_Task:_ Scan the data below and copy each line where "message" occurs.

Dataset records Block Start

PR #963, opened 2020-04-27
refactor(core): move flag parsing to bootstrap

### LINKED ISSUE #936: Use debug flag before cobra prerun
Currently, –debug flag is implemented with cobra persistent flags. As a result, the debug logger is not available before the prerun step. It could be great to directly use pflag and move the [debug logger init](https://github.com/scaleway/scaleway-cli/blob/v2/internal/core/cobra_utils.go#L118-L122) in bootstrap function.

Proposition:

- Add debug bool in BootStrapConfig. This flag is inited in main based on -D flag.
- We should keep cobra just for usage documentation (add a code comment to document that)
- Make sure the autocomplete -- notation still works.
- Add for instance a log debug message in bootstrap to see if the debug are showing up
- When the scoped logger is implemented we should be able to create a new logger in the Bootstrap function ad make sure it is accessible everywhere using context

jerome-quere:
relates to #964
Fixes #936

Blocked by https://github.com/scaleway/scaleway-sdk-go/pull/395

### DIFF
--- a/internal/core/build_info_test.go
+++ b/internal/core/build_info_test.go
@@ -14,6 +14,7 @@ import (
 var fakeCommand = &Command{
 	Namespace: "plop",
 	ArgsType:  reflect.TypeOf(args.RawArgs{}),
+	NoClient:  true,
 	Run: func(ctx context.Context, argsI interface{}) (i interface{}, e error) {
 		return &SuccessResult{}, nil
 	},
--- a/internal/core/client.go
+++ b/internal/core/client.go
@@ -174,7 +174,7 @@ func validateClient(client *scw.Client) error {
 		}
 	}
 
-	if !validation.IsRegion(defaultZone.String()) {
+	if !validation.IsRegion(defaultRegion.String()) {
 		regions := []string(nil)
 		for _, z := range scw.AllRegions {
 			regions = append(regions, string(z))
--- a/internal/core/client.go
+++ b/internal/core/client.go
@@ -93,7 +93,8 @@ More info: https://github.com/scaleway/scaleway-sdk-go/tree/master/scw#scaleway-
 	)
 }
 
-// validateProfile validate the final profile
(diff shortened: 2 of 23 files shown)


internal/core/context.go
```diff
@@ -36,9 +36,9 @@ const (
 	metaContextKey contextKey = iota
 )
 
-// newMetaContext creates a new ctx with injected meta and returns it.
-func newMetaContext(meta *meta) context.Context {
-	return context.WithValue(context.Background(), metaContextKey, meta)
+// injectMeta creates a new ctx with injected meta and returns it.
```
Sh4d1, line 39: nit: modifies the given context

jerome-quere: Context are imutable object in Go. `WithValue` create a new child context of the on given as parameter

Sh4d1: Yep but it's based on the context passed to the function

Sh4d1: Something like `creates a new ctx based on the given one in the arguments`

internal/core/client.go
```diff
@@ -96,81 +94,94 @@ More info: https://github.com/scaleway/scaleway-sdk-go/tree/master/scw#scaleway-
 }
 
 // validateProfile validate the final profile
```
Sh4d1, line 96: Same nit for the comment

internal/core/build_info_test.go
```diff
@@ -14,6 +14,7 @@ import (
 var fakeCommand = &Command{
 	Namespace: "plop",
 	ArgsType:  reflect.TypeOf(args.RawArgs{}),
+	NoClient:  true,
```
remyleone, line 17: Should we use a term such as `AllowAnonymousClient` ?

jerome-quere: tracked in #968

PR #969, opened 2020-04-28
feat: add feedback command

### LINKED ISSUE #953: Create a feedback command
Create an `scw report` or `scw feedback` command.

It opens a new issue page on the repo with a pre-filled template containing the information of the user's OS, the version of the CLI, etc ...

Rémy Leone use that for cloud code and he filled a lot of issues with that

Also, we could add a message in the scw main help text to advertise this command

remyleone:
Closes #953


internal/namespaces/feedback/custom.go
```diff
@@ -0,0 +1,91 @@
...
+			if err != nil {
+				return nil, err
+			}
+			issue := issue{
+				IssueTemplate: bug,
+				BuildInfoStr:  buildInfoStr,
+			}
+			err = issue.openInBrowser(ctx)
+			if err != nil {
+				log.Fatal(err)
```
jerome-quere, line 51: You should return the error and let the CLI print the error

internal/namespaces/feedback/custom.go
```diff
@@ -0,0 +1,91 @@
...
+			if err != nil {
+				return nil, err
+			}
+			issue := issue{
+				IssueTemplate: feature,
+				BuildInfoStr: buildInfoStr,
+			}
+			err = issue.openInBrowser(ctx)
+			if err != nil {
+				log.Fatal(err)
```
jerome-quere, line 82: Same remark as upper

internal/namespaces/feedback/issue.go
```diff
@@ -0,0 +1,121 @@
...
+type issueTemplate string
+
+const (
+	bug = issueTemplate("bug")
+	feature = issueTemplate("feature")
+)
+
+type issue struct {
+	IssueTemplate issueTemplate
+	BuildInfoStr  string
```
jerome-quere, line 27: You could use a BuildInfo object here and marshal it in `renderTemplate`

Dataset records Block End
Dataset records Block Start

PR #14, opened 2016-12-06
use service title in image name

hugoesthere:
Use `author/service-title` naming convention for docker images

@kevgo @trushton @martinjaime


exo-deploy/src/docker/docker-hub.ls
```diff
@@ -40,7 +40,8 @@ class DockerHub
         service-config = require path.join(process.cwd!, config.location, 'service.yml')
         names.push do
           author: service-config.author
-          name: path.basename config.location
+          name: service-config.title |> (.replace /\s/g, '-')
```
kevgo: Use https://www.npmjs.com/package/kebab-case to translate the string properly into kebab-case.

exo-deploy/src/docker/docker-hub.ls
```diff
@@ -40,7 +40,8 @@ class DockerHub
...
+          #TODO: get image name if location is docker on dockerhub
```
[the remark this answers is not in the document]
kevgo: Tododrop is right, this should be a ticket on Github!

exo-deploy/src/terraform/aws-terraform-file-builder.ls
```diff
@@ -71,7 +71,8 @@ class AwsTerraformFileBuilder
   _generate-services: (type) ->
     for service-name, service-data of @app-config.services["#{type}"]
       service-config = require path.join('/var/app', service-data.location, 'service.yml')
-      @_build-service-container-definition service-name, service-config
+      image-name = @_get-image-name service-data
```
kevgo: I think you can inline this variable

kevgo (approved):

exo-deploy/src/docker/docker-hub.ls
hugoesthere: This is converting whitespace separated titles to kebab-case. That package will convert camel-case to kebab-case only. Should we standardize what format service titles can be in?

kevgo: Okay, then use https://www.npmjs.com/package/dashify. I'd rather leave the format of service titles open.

Dataset records Block End

_Answer space:_
- Add for instance a log debug message in bootstrap to see if the debug are showing up
Also, we could add a message in the scw main help text to advertise this command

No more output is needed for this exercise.